**How to complete this task:** Take every line in the entries that includes the word "tripped" and copy it.

**Supplied data:**
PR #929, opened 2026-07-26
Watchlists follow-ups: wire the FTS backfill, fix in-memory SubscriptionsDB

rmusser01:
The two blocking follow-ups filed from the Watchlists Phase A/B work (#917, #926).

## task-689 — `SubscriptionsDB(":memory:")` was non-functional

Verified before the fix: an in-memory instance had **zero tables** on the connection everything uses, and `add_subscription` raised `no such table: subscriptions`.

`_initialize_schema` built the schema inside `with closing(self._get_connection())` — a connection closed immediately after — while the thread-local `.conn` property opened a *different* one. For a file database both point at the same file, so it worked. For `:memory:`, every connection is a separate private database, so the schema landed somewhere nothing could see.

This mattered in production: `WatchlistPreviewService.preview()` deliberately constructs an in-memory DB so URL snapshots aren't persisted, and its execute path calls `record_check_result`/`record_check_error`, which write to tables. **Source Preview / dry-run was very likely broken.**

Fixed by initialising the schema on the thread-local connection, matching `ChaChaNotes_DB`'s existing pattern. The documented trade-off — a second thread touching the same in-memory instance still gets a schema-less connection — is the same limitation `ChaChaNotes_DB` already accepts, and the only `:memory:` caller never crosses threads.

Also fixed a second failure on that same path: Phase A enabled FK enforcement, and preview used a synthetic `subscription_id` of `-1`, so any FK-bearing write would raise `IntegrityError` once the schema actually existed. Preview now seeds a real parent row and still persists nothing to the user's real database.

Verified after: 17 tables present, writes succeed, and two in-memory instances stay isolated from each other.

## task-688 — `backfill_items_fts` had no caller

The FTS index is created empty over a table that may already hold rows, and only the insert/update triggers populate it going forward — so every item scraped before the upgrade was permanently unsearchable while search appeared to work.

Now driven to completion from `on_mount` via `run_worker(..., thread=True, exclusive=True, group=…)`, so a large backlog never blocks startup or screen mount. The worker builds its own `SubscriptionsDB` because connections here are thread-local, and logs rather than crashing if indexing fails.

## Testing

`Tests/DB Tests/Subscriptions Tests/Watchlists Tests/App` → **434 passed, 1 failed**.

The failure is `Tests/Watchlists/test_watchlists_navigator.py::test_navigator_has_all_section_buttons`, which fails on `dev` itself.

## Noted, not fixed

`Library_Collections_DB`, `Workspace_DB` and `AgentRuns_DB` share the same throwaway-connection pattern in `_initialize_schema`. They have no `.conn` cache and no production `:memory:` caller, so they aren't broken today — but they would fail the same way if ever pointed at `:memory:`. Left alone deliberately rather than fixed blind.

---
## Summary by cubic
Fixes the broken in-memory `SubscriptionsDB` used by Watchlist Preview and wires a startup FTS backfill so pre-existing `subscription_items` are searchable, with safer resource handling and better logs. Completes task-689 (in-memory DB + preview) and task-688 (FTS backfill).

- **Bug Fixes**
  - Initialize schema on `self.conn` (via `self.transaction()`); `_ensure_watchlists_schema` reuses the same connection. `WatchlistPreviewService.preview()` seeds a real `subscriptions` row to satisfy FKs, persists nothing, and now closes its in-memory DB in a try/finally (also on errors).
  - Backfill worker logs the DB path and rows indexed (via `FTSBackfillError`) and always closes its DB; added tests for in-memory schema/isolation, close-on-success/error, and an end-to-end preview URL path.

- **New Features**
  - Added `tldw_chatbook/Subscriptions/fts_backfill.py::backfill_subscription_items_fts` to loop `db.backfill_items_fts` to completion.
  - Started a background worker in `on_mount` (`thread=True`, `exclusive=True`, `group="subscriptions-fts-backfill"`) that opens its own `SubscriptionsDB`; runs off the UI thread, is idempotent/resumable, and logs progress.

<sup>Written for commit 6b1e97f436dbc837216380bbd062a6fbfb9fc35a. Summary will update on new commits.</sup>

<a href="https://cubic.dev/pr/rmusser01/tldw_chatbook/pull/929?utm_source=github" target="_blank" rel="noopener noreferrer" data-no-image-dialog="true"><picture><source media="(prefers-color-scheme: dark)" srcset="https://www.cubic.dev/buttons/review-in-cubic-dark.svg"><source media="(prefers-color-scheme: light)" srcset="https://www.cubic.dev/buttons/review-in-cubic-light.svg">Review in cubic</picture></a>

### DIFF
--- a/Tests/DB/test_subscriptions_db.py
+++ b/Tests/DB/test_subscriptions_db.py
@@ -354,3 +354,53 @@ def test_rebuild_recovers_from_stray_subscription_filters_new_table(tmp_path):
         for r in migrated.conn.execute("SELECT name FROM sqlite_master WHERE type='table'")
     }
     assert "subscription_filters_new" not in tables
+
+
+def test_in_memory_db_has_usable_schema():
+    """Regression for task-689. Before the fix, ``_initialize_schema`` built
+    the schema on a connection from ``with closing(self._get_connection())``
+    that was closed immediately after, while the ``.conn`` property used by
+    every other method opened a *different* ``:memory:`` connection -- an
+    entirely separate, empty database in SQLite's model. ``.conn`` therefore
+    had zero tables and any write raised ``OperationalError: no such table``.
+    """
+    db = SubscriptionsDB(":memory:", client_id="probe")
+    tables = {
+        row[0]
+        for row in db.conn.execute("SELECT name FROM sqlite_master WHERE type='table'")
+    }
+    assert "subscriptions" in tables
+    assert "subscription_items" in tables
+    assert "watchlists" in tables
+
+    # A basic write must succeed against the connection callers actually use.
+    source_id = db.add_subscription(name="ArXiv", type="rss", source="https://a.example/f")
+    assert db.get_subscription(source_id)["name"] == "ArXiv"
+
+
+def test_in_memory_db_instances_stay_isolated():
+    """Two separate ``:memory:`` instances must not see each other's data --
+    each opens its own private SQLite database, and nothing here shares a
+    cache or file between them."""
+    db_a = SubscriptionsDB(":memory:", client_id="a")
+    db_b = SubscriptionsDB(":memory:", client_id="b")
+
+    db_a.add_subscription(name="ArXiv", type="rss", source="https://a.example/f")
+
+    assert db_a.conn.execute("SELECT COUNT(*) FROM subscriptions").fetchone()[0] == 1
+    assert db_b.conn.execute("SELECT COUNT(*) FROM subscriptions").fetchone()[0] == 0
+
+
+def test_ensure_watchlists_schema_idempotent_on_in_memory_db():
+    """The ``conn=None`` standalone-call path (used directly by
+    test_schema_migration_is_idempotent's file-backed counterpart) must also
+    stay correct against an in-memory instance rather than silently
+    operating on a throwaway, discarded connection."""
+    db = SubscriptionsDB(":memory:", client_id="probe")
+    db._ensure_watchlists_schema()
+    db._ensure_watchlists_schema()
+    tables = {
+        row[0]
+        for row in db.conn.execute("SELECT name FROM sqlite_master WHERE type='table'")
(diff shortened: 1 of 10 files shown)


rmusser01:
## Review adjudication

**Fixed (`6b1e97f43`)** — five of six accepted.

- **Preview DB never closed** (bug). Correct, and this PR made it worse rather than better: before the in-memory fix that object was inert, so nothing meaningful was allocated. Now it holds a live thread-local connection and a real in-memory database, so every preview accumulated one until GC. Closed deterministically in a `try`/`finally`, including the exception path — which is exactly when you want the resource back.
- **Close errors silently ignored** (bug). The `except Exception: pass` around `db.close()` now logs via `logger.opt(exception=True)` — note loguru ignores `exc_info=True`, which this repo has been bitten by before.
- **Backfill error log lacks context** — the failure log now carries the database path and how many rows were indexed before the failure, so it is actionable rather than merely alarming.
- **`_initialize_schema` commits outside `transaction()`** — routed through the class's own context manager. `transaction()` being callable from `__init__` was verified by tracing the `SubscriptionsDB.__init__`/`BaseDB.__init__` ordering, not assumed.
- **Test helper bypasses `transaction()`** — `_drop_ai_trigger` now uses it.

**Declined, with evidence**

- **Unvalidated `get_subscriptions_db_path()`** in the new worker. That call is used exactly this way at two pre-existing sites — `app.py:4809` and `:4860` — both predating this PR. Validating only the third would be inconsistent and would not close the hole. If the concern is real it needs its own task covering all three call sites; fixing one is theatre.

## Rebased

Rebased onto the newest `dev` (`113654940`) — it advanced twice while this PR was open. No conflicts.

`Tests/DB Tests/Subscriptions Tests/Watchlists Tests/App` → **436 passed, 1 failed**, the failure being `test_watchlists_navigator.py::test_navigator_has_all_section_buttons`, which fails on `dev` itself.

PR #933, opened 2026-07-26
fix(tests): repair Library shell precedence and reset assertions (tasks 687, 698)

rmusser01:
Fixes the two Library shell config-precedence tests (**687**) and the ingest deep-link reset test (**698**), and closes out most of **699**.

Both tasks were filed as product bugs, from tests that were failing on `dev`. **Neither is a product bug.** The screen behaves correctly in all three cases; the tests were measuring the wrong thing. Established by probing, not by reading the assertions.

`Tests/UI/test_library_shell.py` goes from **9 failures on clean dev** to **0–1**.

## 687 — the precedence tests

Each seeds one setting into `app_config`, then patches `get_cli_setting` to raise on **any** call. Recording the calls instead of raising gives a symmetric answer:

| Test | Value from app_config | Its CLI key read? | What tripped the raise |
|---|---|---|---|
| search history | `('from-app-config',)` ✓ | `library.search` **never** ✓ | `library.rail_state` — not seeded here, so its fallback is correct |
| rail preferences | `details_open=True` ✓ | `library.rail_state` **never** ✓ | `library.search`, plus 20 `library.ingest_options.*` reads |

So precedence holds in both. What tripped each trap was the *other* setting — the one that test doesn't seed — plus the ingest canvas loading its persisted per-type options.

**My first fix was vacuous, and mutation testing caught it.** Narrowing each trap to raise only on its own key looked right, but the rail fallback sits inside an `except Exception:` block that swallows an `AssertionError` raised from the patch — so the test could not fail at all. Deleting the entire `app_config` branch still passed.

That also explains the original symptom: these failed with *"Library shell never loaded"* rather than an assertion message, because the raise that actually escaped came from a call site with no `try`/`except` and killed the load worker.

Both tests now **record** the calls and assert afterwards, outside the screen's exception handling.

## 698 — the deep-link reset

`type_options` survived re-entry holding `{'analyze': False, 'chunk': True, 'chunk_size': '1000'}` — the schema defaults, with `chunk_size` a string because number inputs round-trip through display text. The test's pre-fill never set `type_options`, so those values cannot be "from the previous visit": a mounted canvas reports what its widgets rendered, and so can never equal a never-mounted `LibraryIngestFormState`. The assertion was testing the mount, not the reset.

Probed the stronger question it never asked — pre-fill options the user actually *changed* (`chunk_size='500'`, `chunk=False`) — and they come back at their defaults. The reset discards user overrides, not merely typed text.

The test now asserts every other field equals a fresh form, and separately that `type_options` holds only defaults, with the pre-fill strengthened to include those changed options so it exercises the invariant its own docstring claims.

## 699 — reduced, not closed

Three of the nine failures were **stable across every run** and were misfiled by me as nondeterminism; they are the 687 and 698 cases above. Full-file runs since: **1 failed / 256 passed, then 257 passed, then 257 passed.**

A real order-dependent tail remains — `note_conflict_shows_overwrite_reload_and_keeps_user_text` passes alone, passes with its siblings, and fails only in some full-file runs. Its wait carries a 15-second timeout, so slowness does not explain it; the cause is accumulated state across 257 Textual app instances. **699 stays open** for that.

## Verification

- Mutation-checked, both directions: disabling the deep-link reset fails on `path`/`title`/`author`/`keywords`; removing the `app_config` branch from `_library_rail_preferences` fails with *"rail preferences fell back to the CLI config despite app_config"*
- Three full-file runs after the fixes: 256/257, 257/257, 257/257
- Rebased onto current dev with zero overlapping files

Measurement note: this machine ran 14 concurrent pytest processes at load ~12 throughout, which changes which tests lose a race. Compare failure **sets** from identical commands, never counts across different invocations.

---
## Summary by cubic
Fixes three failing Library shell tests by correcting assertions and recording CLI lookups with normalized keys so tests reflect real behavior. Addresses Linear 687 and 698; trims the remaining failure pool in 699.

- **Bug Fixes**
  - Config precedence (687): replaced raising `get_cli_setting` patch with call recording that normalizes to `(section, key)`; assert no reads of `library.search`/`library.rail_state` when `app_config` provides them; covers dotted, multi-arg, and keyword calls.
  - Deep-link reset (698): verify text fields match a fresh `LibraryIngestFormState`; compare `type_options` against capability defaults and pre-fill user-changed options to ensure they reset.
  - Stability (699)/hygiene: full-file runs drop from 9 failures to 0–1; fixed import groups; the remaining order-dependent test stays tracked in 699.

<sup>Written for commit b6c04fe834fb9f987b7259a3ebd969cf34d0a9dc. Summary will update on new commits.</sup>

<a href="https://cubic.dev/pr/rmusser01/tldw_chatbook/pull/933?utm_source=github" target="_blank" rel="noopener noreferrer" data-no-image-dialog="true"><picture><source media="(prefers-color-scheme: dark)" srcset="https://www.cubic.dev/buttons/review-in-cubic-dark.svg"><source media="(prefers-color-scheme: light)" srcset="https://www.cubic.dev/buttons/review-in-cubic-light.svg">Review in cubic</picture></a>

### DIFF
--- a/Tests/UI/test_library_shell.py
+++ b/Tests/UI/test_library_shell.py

...

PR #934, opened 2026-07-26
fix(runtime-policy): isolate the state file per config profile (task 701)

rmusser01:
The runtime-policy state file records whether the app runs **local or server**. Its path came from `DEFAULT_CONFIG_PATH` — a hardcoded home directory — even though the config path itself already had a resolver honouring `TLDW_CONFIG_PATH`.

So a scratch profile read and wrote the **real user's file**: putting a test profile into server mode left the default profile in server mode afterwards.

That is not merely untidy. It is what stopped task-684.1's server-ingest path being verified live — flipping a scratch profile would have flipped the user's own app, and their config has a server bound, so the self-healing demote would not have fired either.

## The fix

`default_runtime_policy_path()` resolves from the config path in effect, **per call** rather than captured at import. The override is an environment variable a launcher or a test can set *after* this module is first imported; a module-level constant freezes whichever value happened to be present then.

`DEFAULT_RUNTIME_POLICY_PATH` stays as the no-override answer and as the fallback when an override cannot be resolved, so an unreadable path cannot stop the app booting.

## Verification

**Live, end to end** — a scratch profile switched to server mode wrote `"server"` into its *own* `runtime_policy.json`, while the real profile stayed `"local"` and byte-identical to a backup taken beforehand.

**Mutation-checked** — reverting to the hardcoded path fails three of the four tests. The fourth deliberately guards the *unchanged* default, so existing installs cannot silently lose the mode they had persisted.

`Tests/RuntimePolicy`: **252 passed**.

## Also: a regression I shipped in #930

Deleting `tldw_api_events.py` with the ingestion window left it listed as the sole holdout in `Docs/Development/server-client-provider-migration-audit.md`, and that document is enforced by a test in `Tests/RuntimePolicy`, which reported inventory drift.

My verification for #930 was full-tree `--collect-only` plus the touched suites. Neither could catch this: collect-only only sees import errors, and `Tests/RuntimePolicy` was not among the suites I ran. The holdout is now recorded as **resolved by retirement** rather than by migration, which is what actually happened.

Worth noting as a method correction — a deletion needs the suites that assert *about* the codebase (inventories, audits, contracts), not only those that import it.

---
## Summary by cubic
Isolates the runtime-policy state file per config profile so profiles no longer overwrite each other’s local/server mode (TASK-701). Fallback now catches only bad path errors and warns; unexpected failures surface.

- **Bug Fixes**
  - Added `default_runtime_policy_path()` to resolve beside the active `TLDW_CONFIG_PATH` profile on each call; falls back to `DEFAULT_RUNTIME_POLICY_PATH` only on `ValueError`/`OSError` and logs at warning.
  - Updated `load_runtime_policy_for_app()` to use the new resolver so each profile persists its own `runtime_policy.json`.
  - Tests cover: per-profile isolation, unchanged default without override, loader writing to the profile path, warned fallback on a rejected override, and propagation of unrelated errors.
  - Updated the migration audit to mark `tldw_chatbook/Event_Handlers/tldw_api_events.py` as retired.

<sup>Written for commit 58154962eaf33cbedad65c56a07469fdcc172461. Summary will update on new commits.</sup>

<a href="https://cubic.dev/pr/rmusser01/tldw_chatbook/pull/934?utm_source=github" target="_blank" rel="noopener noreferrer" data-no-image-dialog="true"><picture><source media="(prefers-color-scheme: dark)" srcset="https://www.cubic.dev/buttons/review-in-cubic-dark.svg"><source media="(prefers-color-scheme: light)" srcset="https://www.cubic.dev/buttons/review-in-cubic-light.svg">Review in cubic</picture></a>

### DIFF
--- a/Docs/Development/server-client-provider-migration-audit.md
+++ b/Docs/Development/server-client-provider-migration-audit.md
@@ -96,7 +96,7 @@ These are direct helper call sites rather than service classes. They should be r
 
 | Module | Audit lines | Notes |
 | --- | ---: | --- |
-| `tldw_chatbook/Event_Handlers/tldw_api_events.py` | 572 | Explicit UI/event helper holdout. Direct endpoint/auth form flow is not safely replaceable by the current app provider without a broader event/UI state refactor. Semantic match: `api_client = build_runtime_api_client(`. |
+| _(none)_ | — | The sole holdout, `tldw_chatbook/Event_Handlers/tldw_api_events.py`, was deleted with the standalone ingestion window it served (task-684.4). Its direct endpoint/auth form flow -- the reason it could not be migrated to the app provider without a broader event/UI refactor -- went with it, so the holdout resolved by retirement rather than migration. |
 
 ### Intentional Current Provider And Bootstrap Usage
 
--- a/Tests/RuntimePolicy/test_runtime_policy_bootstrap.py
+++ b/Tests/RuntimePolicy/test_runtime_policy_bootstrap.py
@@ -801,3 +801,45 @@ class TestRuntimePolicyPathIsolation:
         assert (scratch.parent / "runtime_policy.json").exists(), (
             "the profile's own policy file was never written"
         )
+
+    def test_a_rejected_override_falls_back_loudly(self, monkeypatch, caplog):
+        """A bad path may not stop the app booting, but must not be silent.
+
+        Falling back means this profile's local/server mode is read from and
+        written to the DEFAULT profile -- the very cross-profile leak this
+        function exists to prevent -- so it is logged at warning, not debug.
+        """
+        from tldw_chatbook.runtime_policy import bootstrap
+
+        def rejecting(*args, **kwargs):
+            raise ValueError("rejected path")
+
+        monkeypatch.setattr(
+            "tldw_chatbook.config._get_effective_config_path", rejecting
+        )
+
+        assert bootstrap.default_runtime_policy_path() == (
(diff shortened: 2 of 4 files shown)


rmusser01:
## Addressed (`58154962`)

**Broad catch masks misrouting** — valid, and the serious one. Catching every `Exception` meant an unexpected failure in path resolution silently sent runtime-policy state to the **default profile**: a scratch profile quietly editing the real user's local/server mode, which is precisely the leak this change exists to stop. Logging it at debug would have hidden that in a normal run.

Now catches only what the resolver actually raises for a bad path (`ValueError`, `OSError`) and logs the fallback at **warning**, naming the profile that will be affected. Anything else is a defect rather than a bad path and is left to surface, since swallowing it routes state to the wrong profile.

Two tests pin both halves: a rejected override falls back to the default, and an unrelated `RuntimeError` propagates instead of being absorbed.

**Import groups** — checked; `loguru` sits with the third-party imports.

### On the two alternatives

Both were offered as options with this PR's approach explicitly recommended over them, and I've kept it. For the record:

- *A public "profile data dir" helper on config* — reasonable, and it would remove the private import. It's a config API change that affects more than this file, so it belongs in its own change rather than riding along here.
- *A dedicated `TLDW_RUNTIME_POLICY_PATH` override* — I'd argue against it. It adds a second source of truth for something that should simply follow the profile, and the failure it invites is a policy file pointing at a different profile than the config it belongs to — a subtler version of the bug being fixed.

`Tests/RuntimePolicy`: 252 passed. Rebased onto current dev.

**Result:**
| Test | Value from app_config | Its CLI key read? | What tripped the raise |
So precedence holds in both. What tripped each trap was the *other* setting — the one that test doesn't seed — plus the ingest canvas loading its persisted per-type options.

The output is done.